Issue #267, opened 2021-08-17
Allow users to register own agents


anbraten:
It would be nice to add my own agent to some kinda public woodpecker instance. 
- There should be an option for the server to allow user-registered agents.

§ Work instruction
Copy all of the data exactly. Skip nothing.

§ Exercise solution
Issue #267, opened 2021-08-17
Allow users to register own agents


anbraten:
It would be nice to add my own agent to some kinda public woodpecker instance. 
- There should be an option for the server to allow user-registered agents.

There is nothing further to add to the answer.